- [Required action]
Report how many lines in the listing below include the string "that", and write nothing more.

- [Data for this task]

PR #1313, opened 2024-08-12
Adding classifier checkpointing utils - renaming `peft/peft_utils.py`

### LINKED ISSUE #1300: Rename `peft/_peft_utils.py` to `peft/_utils.py`
We already know it's for PEFT, it's in the directory. Also, consistency with our other work.

SalmanMohammadi:
#### Context

- [x] add a new feature
- [ ] fix a bug
- [ ] other (please add here)

closes #1300.

#### Changelog

I renamed peft_utils while I was here, since I was trying to unify the two.

This PR adds a small utility for loading checkpoints into classifier models. In all cases, we want to load all but the `output.weight` weights into the classifier. I've added a utility function in `torchtune.utils._checkpointing._utils` (what a wordy namespace huh?), `update_state_dict_for_classifier`, which will over-write `output.weight` in the state dict to be loaded, with the model's own `output.weight` if the shapes of the weights do not match. It also sprinkles a little validation on top.

To contextualize this, you'll be able to:
```python
from torchtune.models.llama2 import llama2_classifier
from torchtune import utils

model = llama2_classifier(
    num_classes=1,
    ...
)
# loading in a base llama2 checkpoint
checkpointer = utils.FullModelHFCheckpointer(
    ...
)

state_dict = checkpointer.load_checkpoint()["model"]
utils.update_state_dict_for_classifier(state_dict, model.named_parameters())
model.load_state_dict(state_dict=state_dict)
# UserWarning: Found output.weight with shape torch.Size([32000, 2048]) 
# in checkpoint. This will be overwritten with model's output.weight 
# with shape torch.Size([1, 2048])
```

in any recipe where you're fine-tuning a classifier. This also defers to our usual lora state dict validation:
```python
from torchtune.modules.peft._utils import (
    validate_missing_and_unexpected_for_lora,
)

from torchtune.models.llama2 import lora_llama2_classifier
from torchtune import utils

model = lora_llama2_classifier(
    ...
)
# load in base llama2 checkpoint
checkpointer = utils.FullModelHFCheckpointer(
    ...
)

state_dict = checkpointer.load_checkpoint()["model"]
utils.update_state_dict_for_classifier(state_dict, model.named_parameters())
base_missing, base_unexpected = model.load_state_dict(state_dict=state_dict, strict=False)
lora_missing, lora_unexpected = None, None
validate_missing_and_unexpected_for_lora(
    ...
)
# UserWarning: Found output.weight with shape torch.Size([32000, 2048]) 
# in checkpoint. This will be overwritten with model's output.weight 
# with shape torch.Size([1, 2048])

```

Is this overkill? I don't know. This will take out the validation from recipes involving classifiers (atm PPO, but soon classification and reward modelling), but also provide a relatively straightforward util for users.

#### Test plan


recipes/dev/lora_finetune_fsdp2.py
```diff
@@ -27,7 +27,7 @@
 from torchtune import config, modules, utils
 from torchtune.datasets import ConcatDataset
 from torchtune.modules.peft import LoRALinear
-from torchtune.modules.peft.peft_utils import (
+from torchtune.modules.peft._utils import (
```
joecummings, line 30: This is actually incorrect. Our recipes should really only be accessing public APIs (no underscore). Therefore, the proper way to do this would be to update the `__init__.py` file in `modules/peft` to import the APIs from `_utils.py`. Then, these import statements would look like:

```
from torchtune.modules.peft import LoRALinear, get_adapter_params, ...
```

SalmanMohammadi: whoops. thank you

recipes/ppo_full_finetune_single_device.py
```diff
@@ -426,24 +426,15 @@ def _setup_model(
         policy_model.load_state_dict(policy_state_dict)
         ref_policy_model.load_state_dict(ref_policy_state_dict)
 
-        reward_missing, reward_unexpected = reward_model.load_state_dict(
-            reward_model_state_dict, strict=False
-        )
-        value_missing, value_unexpected = value_model.load_state_dict(
-            value_model_state_dict, strict=False
+        utils.update_state_dict_for_classifier(
```
joecummings, line 429: Can you add an explicit comment here explaining what's happening?

tests/torchtune/utils/_checkpointing/test_utils.py
```diff
@@ -0,0 +1,69 @@
...
+            num_classes=6,
+            vocab_size=VOCAB_SIZE,
+            num_layers=N_LAYERS,
+            num_heads=NUM_KV_HEADS,
+            num_kv_heads=NUM_KV_HEADS,
+            embed_dim=EMBED_DIM,
+            max_seq_len=MAX_SEQ_LEN,
+        )
+
+    def test_loading_base_checkpoint_into_classifier(
```
joecummings, line 47: Might be my small brain but this test is confusing to me.

L50 - We update the llama2_state_dict with the classification params
L53 - We assign `expected_output_weight` from `llama2_classifier_model.state_dict` which should just be random weights??
L54 - We load the actual weights into the `llama2_classifier_model`
L55 - We check the output weight of the `llama2_classifier_model`
L56 - We assert they are equal

Okay after writing it out, I think I see how this is working. Maybe it would make more sense in my mind by moving L53 to the beginning of the test function. Then can you put some comments in there?

torchtune/utils/_checkpointing/_utils.py
```diff
@@ -0,0 +1,53 @@
...
+# This source code is licensed under the BSD-style license found in the
+# LICENSE file in the root directory of this source tree.
+
+from typing import Dict, Iterable, Tuple
+from warnings import warn
+
+import torch
+
+
+def update_state_dict_for_classifier(
```
joecummings, line 13: This should be a public API and also exposed in our documentation.

joecummings (commented):
Couple comments.

torchtune/utils/_checkpointing/_utils.py
```diff
@@ -0,0 +1,53 @@
...
+    state_dict: Dict[str, torch.Tensor],
+    model_named_parameters: Iterable[Tuple[str, torch.nn.Parameter]],
+):
+    """
+    Validates the state dict for checkpoint loading for a classifier model, to be
+    used prior to a call to ``model.load_state_dict(state_dict)``.
+    When fine-tuning a classifier model from the checkpoint of a base language model
+    which has ``output.weight`` of shape ``[vocab_dim, embed_dim]``, we overwrite
```
felipemello1, line 21: super nit: we dont check for [vocab_dim, embed_dim]`, so it could be of any shape (except the checkpoint's shape). Is that correct?

Just for inspiration, in case you decide to make changes, maybe we could do something like below (this is really just an idea. I am not asking you to replace the docstring :P )

"""
Used to replace the output.weight of a base model when the checkpoint output.weight has a different shape.

This is useful for situations like reward modeling, when the base model originally has shape ``[vocab_dim, embed_dim]``, but we want it to be something like ``[num_classes, embed_dim]``.

Notes:
- output.bias will be ignored
- If the output.shape is already of the same shape as the checkpoint, this function doesn't replace it.
"""

Btw, just confirming: The reason we only swap the weights if their shape is different is because the ``model.load_state_dict`` will have already loaded the weights correctly?

felipemello1 (commented):
just small nits.

torchtune/utils/_checkpointing/_utils.py
SalmanMohammadi: > The reason we only swap the weights if their shape is different is because the model.load_state_dict will have already loaded the weights correctly?

This is a good point, maybe we always want to swap the weights. If the user is starting from another classifier model with the same `num_classes` but is using it for a different task, does it make sense to start off with the pretrained weights?

> super nit: we dont check for [vocab_dim, embed_dim]`, so it could be of any shape (except the checkpoint's shape). Is that correct?

Sorry, what do you mean here? We're assuming the base model is identical aside from the output layer.

SalmanMohammadi: To answer your question:
>  The reason we only swap the weights if their shape is different is because the model.load_state_dict will have already loaded the weights correctly?

this is before load state dict

tests/torchtune/utils/_checkpointing/test_utils.py
SalmanMohammadi: Yeah maybe this isn't a well-designed test. It's a relatively trivial check. I'll update with your suggestions, ty

torchtune/utils/_checkpointing/utils.py
```diff
@@ -15,39 +15,46 @@ def update_state_dict_for_classifier(
...
 
     Raises:
         AssertionError: if ``state_dict`` does not contain ``output.weight``.
+        AssertionError: if ``model_named_parameters`` does not contain ``output.weight``.
+
     """
-    output_weight = [
-        (k, v) for (k, v) in model_named_parameters if k == "output.weight"
-    ]
+    output_weight = dict(model_named_parameters).get("output.weight", None)
```
felipemello1, line 42: just a thought: if we have to do dict, does it create a copy? If so, would it be super slow for larger models? Not sure whats happening behind the scenes

Maybe there is some trick like model_named_parameters.args.get("output.weight", None)?

tests/torchtune/utils/_checkpointing/test_utils.py
joecummings: The comments make this super clear - thank yoU!!

torchtune/utils/_checkpointing/utils.py
SalmanMohammadi: I don't think it does a deep copy of the underlying tensor, I had a quick test. model_named_parameters returns an iterable so needs to be consumed in some way
I agree I'd like for there to be a nice way. Open to suggestions.

joecummings (approved):
This looks good to me.

cc @felipemello1  if you have any issues merging this

felipemello1 (approved):

SalmanMohammadi:
Pls don't merge yet, I broke the PPO integration tests (already worth the pain of writing those)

- [Completed task]
2